Aerial Image Classification in Scarce and Unconstrained Environments via Conformal Prediction
Farhad Pourkamali-Anaraki
TL;DR
The paper addresses uncertainty quantification for aerial image classification in scarce, unconstrained environments by applying conformal prediction to generate coverage-guaranteed prediction sets at level $1-\alpha$. It systematically compares three nonconformity scores (LAC, APS, RAPS) and calibration pipelines with/without temperature scaling, using three pretrained backbones (MobileNetV2, DenseNet-121, ResNet-152) on the ERA dataset with a seven-class event taxonomy.
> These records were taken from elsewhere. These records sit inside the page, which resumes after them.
PR #4199, opened 2021-05-19
Filter out Genres from Discover

Ashton-Sidhu:
Hi @tidusjar - opening up this PR now for discussion + feedback.

This is the PR to introduce filtering out genres from the Discover lists.

TheMovieDB API only has the capability to get a list of all genre mappings and unfortunately does not have a lookup api

### DIFF
--- a/src/Ombi.Settings/Settings/Models/External/TheMovieDbSettings.cs
+++ b/src/Ombi.Settings/Settings/Models/External/TheMovieDbSettings.cs
@@ -7,5 +7,9 @@ namespace Ombi.Core.Settings.Models.External
         public bool ShowAdultMovies { get; set; }
 
         public List<int> ExcludedKeywordIds { get; set; }
+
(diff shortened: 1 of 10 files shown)


Ashton-Sidhu:
I've added the back end API calls to get the genres and communicate them with the front end.

For the UI, since there are only ~15 or so genres I'm thinking of making the Genre exclusion a drop down instead of a text box, let me know your thoughts!

tidusjar:
Wow that was quick! I'll get onto reviewing asap

tidusjar:
Also I'm fine with making it a drop-down, better for accessibility with such a small set of data

Ashton-Sidhu:
Ok thanks, I'll turn it into a drop down - the component init code will change slightly then as well. Will work on it and push the changes soon.

tidusjar:
Code looks good! I'll do some testing!

tidusjar:
Nice work! All functioning correctly! Thanks a lot for this!

PR #4201, opened 2021-05-20
Update user-preference.component.html

jamesmacwhite:
Fixes mixture of quotes on iOS and Android app image links and removes px from width attribute as this is not valid.


tidusjar:
Nice! Thanks for this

Key findings show that LAC yields the smallest, most informative sets but can exhibit variable empirical coverage, while APS and RAPS provide robust coverage at the cost of larger sets; temperature scaling has a nuanced, model-dependent impact, sometimes shrinking and other times enlarging prediction sets, particularly for ResNet. The work demonstrates practical uncertainty quantification in data-scarce aerial contexts and points to model-reduction and noisy-label considerations as promising directions for real-time, resource-constrained deployments.
Abstract
This paper presents a comprehensive empirical analysis of conformal prediction methods on a challenging aerial image dataset featuring diverse events in unconstrained environments. Conformal prediction is a powerful post-hoc technique that takes the output of any classifier and transforms it into a set of likely labels, providing a statistical guarantee on the coverage of the true label. Unlike evaluations on standard benchmarks, our study addresses the complexities of data-scarce and highly variable real-world settings. We investigate the effectiveness of leveraging pretrained models (MobileNet, DenseNet, and ResNet), fine-tuned with limited labeled data, to generate informative prediction sets. To further evaluate the impact of calibration, we consider two parallel pipelines (with and without temperature scaling) and assess performance using two key metrics: empirical coverage and average prediction set size. This setup allows us to systematically examine how calibration choices influence the trade-off between reliability and efficiency. Our findings demonstrate that even with relatively small labeled samples and simple nonconformity scores, conformal prediction can yield valuable uncertainty estimates for complex tasks. Moreover, our analysis reveals that while temperature scaling is often employed for calibration, it does not consistently lead to smaller prediction sets, underscoring the importance of careful consideration in its application. Furthermore, our results highlight the significant potential of model compression techniques within the conformal prediction pipeline for deployment in resource-constrained environments. Based on our observations, we advocate for future research to delve into the impact of noisy or ambiguous labels on conformal prediction performance and to explore effective model reduction strategies.